Hoje a revolta é uma ameaça constante que paira, como uma espada de Dâmocles, sobre a cabeça da República. Por agora a violência esmoreceu, mas poderá voltar no 14 de julho; ou em setembro, quando a França acolher o campeonato mundial de rugby, ou em 2024, durante os Jogos Olímpicos. Ou quando houver outra tragédia, como as que vitimaram Bouna, Zyed ou Nahel. 
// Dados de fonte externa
PR #4143, opened 2024-10-05
Update add method for StatType in TranslationBuilder

solonovamax:
Use either the translation key from the name or fallback to Util.createTranslationKey formatting for StatType in TranslationBuilder

### DIFF
--- a/fabric-data-generation-api-v1/src/main/java/net/fabricmc/fabric/api/datagen/v1/provider/FabricLanguageProvider.java
+++ b/fabric-data-generation-api-v1/src/main/java/net/fabricmc/fabric/api/datagen/v1/provider/FabricLanguageProvider.java
@@ -207,7 +207,11 @@ public abstract class FabricLanguageProvider implements DataProvider {
 		 * @param value    The value of the entry.
 		 */
 		default void add(StatType<?> statType, String value) {
-			add("stat_type." + Registries.STAT_TYPE.getId(statType).toString().replace(':', '.'), value);
+		    if (statType.getName() instanceof TranslatableTextContent translatableTextContent) {
+		        add(translatableTextContent.getKey(), value);
+	        } else { // fallback to Util.createTranslationKey formatting (should it error instead?)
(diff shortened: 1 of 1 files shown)


solonovamax:
I was originally just going to have the `Util.createTranslationKey("stat_type", Registries.STAT_TYPE.getId(statType))` line, but I decided it might be a good idea to have semi-parity with `add(RegistryKey<ItemGroup> registryKey, String value)`, so I also added the test for if the name is a `TranslatableTextContent`

solonovamax:
oopsies, checkstyle issues. I'll fix that in a bit.

solonovamax:
~~Odd, it seems that when checking it out locally, the `check` task passes, but not when run in CI.~~ edit: nvm I was on the default branch not my own branch :skull:

but, the issue seems to be my use of spaces over tabs.

fabric-data-generation-api-v1/src/main/java/net/fabricmc/fabric/api/datagen/v1/provider/FabricLanguageProvider.java
```diff
@@ -207,7 +207,11 @@ default void add(RegistryEntry<EntityAttribute> entityAttribute, String value) {
 		 * @param value    The value of the entry.
 		 */
 		default void add(StatType<?> statType, String value) {
-			add("stat_type." + Registries.STAT_TYPE.getId(statType).toString().replace(':', '.'), value);
+			if (statType.getName() instanceof TranslatableTextContent translatableTextContent) {
+				add(translatableTextContent.getKey(), value);
+			} else { // fallback to Util.createTranslationKey formatting (should it error instead?)
```
apple502j, line 212: Error? not sure how the translation would be used if the name is not TTC.

solonovamax: I just threw in a fallback because you never know, some person might try and have like some string literal concatenated with the translation. But I can always make it an error.

PR #4155, opened 2024-10-10
Fix After Translucent World Render Event

AzureAaron:
Fixes the `AFTER_TRANSLUCENT` world render event not working due to it not being attached to any render pass, which also caused the test mod to crash.

Also fixes the test mod using the wrong box drawing method and added some further specifications as to the exact type of box that should be rendered.


modmuss50:
Does this also apply to 1.21.1 or did it break during the 1.21.2 update?

apple502j:
@modmuss50 From the diff I believe this broke in 1.21.2 cycle. Not tested though.

AzureAaron:
> Does this also apply to 1.21.1 or did it break during the 1.21.2 update?

The event works fine in 1.21.1, it only broke in 1.21.2 with the introduction of the frame graph and render pass stuff.

modmuss50:
Ok, perfect thanks.

modmuss50 (approved):

PR #4171, opened 2024-10-17
Remove LevelProperties check

SemmieDev:
Removes the check that makes sure `saveProperties` on `MinecraftServer` is an instance of `LevelProperties`, as since the `LevelProperties` class is unused in the entire fabric API. This allows mods to use their own implementation of `SaveProperties`.


modmuss50 (approved):
Looks fine to me, seems to be left over from old times.

PR #4183, opened 2024-10-23
Add ServerChunkEvents.Generate

jpenilla:
Add a new chunk generate event, fired alongside the chunk load event when a chunk is first upgraded to full status.

My use case for this is a world map mod, I need to know when new chunks are generated to map them. I don't need to map a chunk that is just loading, only generated, I have other hooks to re-map chunks when blocks change.

Until now I've used a mixin to accomplish this, however, this makes compatibility more difficult with mods like Moonrise that rewrite the chunk system.

Some additional context (Mojang mappings):
- https://github.com/jpenilla/squaremap/commit/cbee307394cb417b4fcc9ac67fb1b0dd5b842070
- https://github.com/Tuinity/Moonrise/blob/a70073ae3e64ddf77829ada3c05a4c7e3c81554d/fabric/src/main/java/ca/spottedleaf/moonrise/fabric/FabricHooks.java#L88
- https://github.com/Tuinity/Moonrise/blob/a70073ae3e64ddf77829ada3c05a4c7e3c81554d/neoforge/src/main/java/ca/spottedleaf/moonrise/neoforge/NeoForgeHooks.java#L82

### DIFF
--- a/fabric-lifecycle-events-v1/src/main/java/net/fabricmc/fabric/api/event/lifecycle/v1/ServerChunkEvents.java
+++ b/fabric-lifecycle-events-v1/src/main/java/net/fabricmc/fabric/api/event/lifecycle/v1/ServerChunkEvents.java
@@ -38,6 +38,17 @@ public final class ServerChunkEvents {
 	});
 
 	/**
+	 * Called when a newly generated chunk is loaded into a ServerWorld.
+	 *
+	 * <p>When this event is called, the chunk is already in the world.
+	 */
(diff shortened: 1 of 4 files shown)


modmuss50:
Please add a tests for this, fine if its something simple such as a long line or maybe place a block somewhere.

jpenilla:
I've added a simple logging-based test with instructions to verify behavior in the Javadoc.

modmuss50 (approved):

PR #4184, opened 2024-10-25
Revert "Prevent vanilla clients from joining servers that require modded registry entries. (#4169)"

modmuss50:
This reverts commit 56ec7ac6d8661d6698ccd35fc3c6c524242886af.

Uma crise profunda que divide dois lados, cada um com as suas razões, noção de comunidade, pertença ou marginalização, os seus mártires e inimigos. À esquerda não se fala de motins, mas de revoltas, e invoca-se a precariedade dos subúrbios e o racismo estrutural. À direita fala-se de ordem, e lembra-se os franceses que não vandalizam nem pilham, mas pagam os custos da destruição, e uma polícia mal paga obrigada a lidar com o resultado de políticas falhadas.

Num discurso à nação durante os motins de 2005, Jacques Chirac afirmou que «os acontecimentos eram testemunho de um mal profundo», uma «crise de sentido, de referências, de identidade» e lembrou aos jovens manifestantes que eles eram «todos filhos e filhas da República». 

Como foi lembrado a Le Pen, a maioria destes jovens são franceses, filhos da República. Mas são também filhos da imigração. Uma imigração que parece aceitar os termos do contrato social que a França, e o seu generoso estado-providência, propõe. Segundo o Institut national de la statistique et des études économiques, 90 por cento das pessoas imigradas deseja permanecer no país. 

E, como em 2005, é contra a França que estes jovens se revoltam. Dezoito anos mais tarde, como muitos previram à esquerda e à direita, a crise aprofundou-se. A rebelião contra os princípios, símbolos e representantes sugere que a nação francesa está a desintegrar-se. E, sem nação, a República pode não subsistir.